# DIY PB12-ISD Subwoofer



## kaang (Apr 26, 2008)

rbartyczak said:


> Information for the DIY Subwoofer Database:
> Driver: SVS DB12 - 12"
> Enclosure type: Sonotube - 20" diameter/36" height
> Enclosure volume: 5.75 cu. ft/163 liters
> ...


 I've had the DIY subwoofer bug for awhile and have been looking at drivers. I have a modest 5.1 system, with an old 10" Fostex Subwoofer that I put a 300W BASH sub amp into. On a tight budget and want to improve on the Fostex. I found a 12-inch woofer from a SV Sound PB12-Plus subwoofer where the owner upgraded to the Gen 2 woofer and is now selling the original on Craigslist for $25. I looks nice - cast frame, paper cone (not aluminum), foam surround. I don't know if it is dB12.2 or dB12.1.

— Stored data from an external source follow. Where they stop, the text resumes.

Issue #4607, opened 2026-01-15
Provide a mechanism for external providers to access request headers


RobGeada:
### 🚀 Describe the new functionality needed

Right now, the [NeedsRequestProviderData](https://github.com/llamastack/llama-stack/blob/4cdf373e244b0e3a9f23b1872a5852f7d0957a12/src/llama_stack/core/request_headers.py#L44 ) Mixin class is used by a number of the internal providers to pass the `X-Llamastack-Provider-Data` header from a user request through to the provider implementations. However, this cannot be imported by external providers as the mixin is not part of llama-stack-api. This creates an asymmetry, where the older internal providers (e.g., any of the ones that use the [OpenAIMixin](https://github.com/llamastack/llama-stack/blob/3e03186dcff088f3ae2223bbe410799f35271c1b/src/llama_stack/providers/utils/inference/openai_mixin.py#L42)) can consume request headers, but the external providers cannot.

However, as mentioned by @raghotham in the office hours, this creates a potential security hole where the `X-Llamastack-Provider-Data` header data can be consumed by any arbitrary external provider, potentially leaking the information inside the header. Malicious providers could steal OpenAI tokens this way, for example.  

Rather than have each provider _pull_ header data via `NeedsRequestProviderData`, it might make more sense to have the llama-stack distribution _push_ headers to the providers as specified in some provider-header mapping registry, which could be included somewhere like the distribution configuration. 

### 💡 Why is this needed? What if we don't build it?

1) There is asymmetry between old and new providers' API
2) We are currently unable to pass dynamic headers to external providers

leseb:
The current NeedsRequestProviderData mixin allows any provider to access the entire X-LlamaStack-Provider-Data header via a shared contextvars.ContextVar (`PROVIDER_DATA_VAR.get()`). This creates a security hole where malicious external providers could steal API keys intended for other providers (e.g., OpenAI tokens). So I believe the risk is already present.

After discussing this with Claude this is what we came up with:

## Solution Overview

Implement a "push" model where the distribution filters provider data based on declared field requirements before making it available to each provider. External providers must explicitly declare which fields they need, and can only access those specific fields.

## Core Mechanism

1. **Add a new field `allowed_provider_data_fields`** to `ProviderSpec` - a list of field names that each provider is permitted to access from the header data.

2. **Filter at access time**: When a provider calls `get_request_provider_data()`, the mixin filters the raw header data to only include the fields declared in `allowed_provider_data_fields`.

[...]

PR #5004, opened 2026-02-26
feat: passthrough safety provider for forwarding to downstream /v1/moderations

skamenan7:
# What does this PR do?

Right now, external providers can't access per-request headers like API tokens because NeedsRequestProviderData lives in llama_stack.core, not in the public llama-stack-api package. This adds a remote::passthrough safety provider that demonstrates the forward_headers pattern — a deployer-controlled mapping from X-LlamaStack-Provider-Data keys to outbound HTTP headers, so only the keys each provider needs get forwarded to the downstream service.

The provider forwards moderation calls to any downstream HTTP service implementing OpenAI's /v1/moderations endpoint, supporting both run_shield (Llama Stack native) and run_moderation (OpenAI-compatible) paths.

Hop-by-hop and framing headers (Host, Transfer-Encoding, etc.) are blocked via a `_BLOCKED_HEADERS` frozenset to prevent SSRF and request smuggling, and dunder keys like `__authenticated_user` never leak downstream.

### Usage

```yaml
providers:
  - provider_id: passthrough
    provider_type: remote::passthrough
    config:
      base_url: ${env.SAFETY_SERVICE_URL}
      api_key: ${env.SAFETY_API_KEY:=}
      forward_headers:
        maas_api_token: Authorization
        tenant_id: X-Tenant-Id
        team_id: X-Team-Id
```

Clients pass per-request credentials via X-LlamaStack-Provider-Data, and only the keys listed in forward_headers get mapped to outbound HTTP headers on the downstream call.

Relates #4607

Will open follow up PRs for other passthrough providers

## Test Plan

```bash
uv run pytest tests/unit/providers/safety/ tests/integration/safety/test_passthrough.py -v
```

Manually tested against a local mock server. Full example:

```bash
curl -s http://localhost:8321/v1/moderations \
  -H 'X-LlamaStack-Provider-Data: {"maas_api_token": "Bearer trustai-prod-xyz", "tenant_id": "enterprise-42", "host_override": "evil.internal"}' \
  -d '{"input": "test", "model": "text-moderation-mock"}'

# headers received by mock server:
curl -s http://127.0.0.1:9999/v1/debug/last-headers | python3 -m json.tool
# {
#     "Authorization": "Bearer trustai-prod-xyz",   <-- forwarded from maas_api_token
#     "X-Tenant-Id": "enterprise-42",               <-- forwarded from tenant_id
#     "Content-Type": "application/json",
#     "Host": "127.0.0.1:9999"                      <-- NOT evil.internal (blocked)
# }
```

## Breaking changes

None

### DIFF
--- a/.pre-commit-config.yaml
+++ b/.pre-commit-config.yaml
@@ -221,6 +221,33 @@ repos:
               echo;
               exit 1;
             } || true
+      - id: no-sql-string-interpolation
+        name: Block f-string SQL construction (SQL injection risk)
+        entry: bash
+        language: system
+        types: [python]
+        pass_filenames: true
+        args:
+          - -c
+          - |
+            grep -EnH 'f"""[^"]*\b(DELETE|INSERT|UPDATE|SELECT|MERGE)\b.*\{[^}]*\}' "$@" \
+            | grep -v 'self\.table_name' \
+            | grep -v 'self\.dimensions' \
+            | grep -v 'self\.vector_datatype' \
+            | grep -v '#\s*nosec' \
+            && {
+              echo;
+              echo "SQL injection risk: f-string interpolation in SQL query detected."
+              echo "Use parameterized bind variables instead:"
+              echo "  oracledb:    :param_name"
+              echo "  psycopg2:    %s or %(name)s"
+              echo "  aiosqlite:   ? or :name"
+              echo "  SQLAlchemy:  text().bindparams()"
+              echo "If the interpolated value is a safe schema identifier (not user data),"
+              echo "add '# nosec' to the line to suppress this check."
+              echo;
+              exit 1;
+            } || true
       - id: check-api-independence
         name: Ensure llama_stack_api does not import llama_stack
         entry: bash
--- a/src/llama_stack/core/storage/sqlstore/authorized_sqlstore.py
+++ b/src/llama_stack/core/storage/sqlstore/authorized_sqlstore.py
@@ -4,6 +4,7 @@
 # This source code is licensed under the terms described in the LICENSE file in
 # the root directory of this source tree.
 
+import re
 from collections.abc import Mapping, Sequence
 from typing import Any, Literal
 
@@ -165,11 +166,12 @@ class AuthorizedSqlStore:
         action: Action = Action.READ,
     ) -> PaginatedResponse:
         """Fetch all rows with automatic access control filtering."""
-        access_where = self._build_access_control_where_clause(self.policy)
+        access_where, access_params = self._build_access_control_where_clause(self.policy)
         rows = await self.sql_store.fetch_all(
             table=table,
             where=where,
             where_sql=access_where,
+            where_sql_params=access_params,
             limit=limit,
             order_by=order_by,
             cursor=cursor,
@@ -236,9 +238,10 @@ class AuthorizedSqlStore:
         """Delete rows with automatic access control filtering."""
         await self.sql_store.delete(table, where)
 
-    def _build_access_control_where_clause(self, policy: list[AccessRule]) -> str:
+    def _build_access_control_where_clause(self, policy: list[AccessRule]) -> tuple[str, dict[str, Any]]:
         """Build SQL WHERE clause for access control filtering.
 
+        Returns a tuple of (sql_clause, bind_params) using parameterized queries.
         Only applies SQL filtering for the default policy to ensure correctness.
         For custom policies, uses conservative filtering to avoid blocking legitimate access.
         """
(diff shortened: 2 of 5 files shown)


skamenan7:
cc: @mattf, @RobGeada

src/llama_stack/providers/remote/safety/passthrough/passthrough.py
```diff
@@ -0,0 +1,249 @@
...
+            raise RuntimeError(f"Downstream safety service returned {len(results)} results for {len(inputs)} inputs")
+
+        return ModerationObject(
+            id=data.get("id", f"modr-{uuid.uuid4()}"),
+            model=data.get("model", request.model or ""),
+            results=results,
+        )
+
+    async def _post_moderation(self, url: str, payload: dict[str, Any], headers: dict[str, str]) -> dict[str, Any]:
+        if not self._client:
```
cdoern: this should be handled earlier. when would self._client be none? if its none during initialization error there. we should not be showing function call errs to the server logs.

src/llama_stack/providers/remote/safety/passthrough/passthrough.py
```diff
@@ -0,0 +1,249 @@
...
+    ShieldsProtocolPrivate,
+    NeedsRequestProviderData,
+):
+    """Forwards safety calls to a downstream service via /v1/moderations."""
+
+    shield_store: Any  # injected by framework after initialization
+
+    def __init__(self, config: PassthroughSafetyConfig) -> None:
+        self.config = config
+        self._client: httpx.AsyncClient | None = None
```
cdoern: yeah, should this be able to be none?

src/llama_stack/providers/remote/safety/passthrough/passthrough.py
```diff
@@ -0,0 +1,249 @@
...
+
+    async def initialize(self) -> None:
+        self._client = httpx.AsyncClient(timeout=httpx.Timeout(30.0))
```
cdoern: should this be a try? can this fail?

skamenan7:
Good catch on all three. initialize() is always called before any requests, so _client should just be typed   as httpx.AsyncClient , the | None isn't needed and it's what's causing the defensive check at line 193. I'll make it non-optional and drop that guard. httpx.AsyncClient() construction is local/synchronous so no try block needed there  either.

src/llama_stack/providers/remote/safety/passthrough/passthrough.py
skamenan7: i responded to all three in a combined comment as all are related.

skamenan7:
@cdoern I addressed the commits. please check. Thanks.

src/llama_stack/providers/remote/safety/passthrough/config.py
```diff
@@ -0,0 +1,85 @@
...
+# This source code is licensed under the terms described in the LICENSE file in
+# the root directory of this source tree.
+
+from typing import Any
+
+from pydantic import BaseModel, ConfigDict, Field, HttpUrl, SecretStr, field_validator
+
+from llama_stack_api import json_schema_type
+
+_BLOCKED_HEADERS = frozenset(
```
leseb, line 13: I feel like this should be overridable but we can address this in a follow up.

src/llama_stack/providers/remote/safety/passthrough/passthrough.py
```diff
@@ -0,0 +1,245 @@
...
+
+    def _get_api_key(self) -> str | None:
+        if self.config.api_key is not None:
+            value = self.config.api_key.get_secret_value()
+            if value:
+                return value
+
+        provider_data = self.get_request_provider_data()
+        if provider_data is not None and provider_data.passthrough_api_key:
+            return str(provider_data.passthrough_api_key.get_secret_value())
```
leseb, line 66: unclear why the conversion to string is needed here.

src/llama_stack/providers/remote/safety/passthrough/passthrough.py
```diff
@@ -0,0 +1,245 @@
...
+        return None
+
+    def _build_forward_headers(self) -> dict[str, str]:
+        """Build outbound headers from provider data using the forward_headers mapping."""
+        if not self.config.forward_headers:
+            return {}
+
+        provider_data = self.get_request_provider_data()
+        if provider_data is None:
+            return {}
```
leseb, line 77: this could benefit from some debug logging

src/llama_stack/providers/remote/safety/passthrough/passthrough.py
```diff
@@ -0,0 +1,245 @@
...
+            "input": moderation_input,
+            "model": shield.provider_resource_id or request.shield_id,
+        }
+
+        base_url = str(self.config.base_url).rstrip("/")
+        url = f"{base_url}/moderations"
+
+        headers = self._build_request_headers()
+
+        data = await self._post_moderation(url, payload, headers)
```
leseb, line 139: this code is repeated multiple times, we could use helper function

leseb:
@skamenan7 let's address some of the nits into a followup PR please, thanks!

src/llama_stack/providers/remote/safety/passthrough/config.py
skamenan7: sure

My questions revolve around knowing how to design the proper enclosure and port(s) if we don't know the TSP's. I done a little homework and it looks like the folks at SVS have been fairly generous in providing enclosure and port recommendations for the old drivers, in lieu of giving out the driver specs.

Once I look at / pickup the driver (why wouldn't I, SVS driver for $25?) perhaps I can supply more info. Also when I get past my 10 posts, I can post pics and links regarding this little project.

kaang


----------



## Mike P. (Apr 6, 2007)

Welcome kaang! It should be fairly easy to figure out the net volume needed by looking at the overall specs of the PB12-Plus. The PB12-Plus is 25" H x 18" W x 25" D and tuned to 20 hz with three 3 inch ports. Assuming the cabinet was built with 3/4 inch material, the internal dimensions would be 23.5 x 16.5 x 23.5 or 5.3 cubic feet. Subtract displacement for the ports, sub and bracing, the net volume would be around 4.8 cu.ft. Tuning could be accomplished with three 3 inch flared ports 27.5 inches long, or two 4 inch flared ports 32 inches long would also work.


----------



## kaang (Apr 26, 2008)

Thanks for the quick reply! I see that using a port size calculator does not require the driver parameters. The gentlman that I am buying the driver from replaced the driver with the newer model back in December 2006. He indicated that the enclosure dimensions are 20"L x 20"W x 18"D. Perhaps the enclosure volume is not as critical as is port tuning to enclosure size, understanding that the larger volumes provide better low bass performance.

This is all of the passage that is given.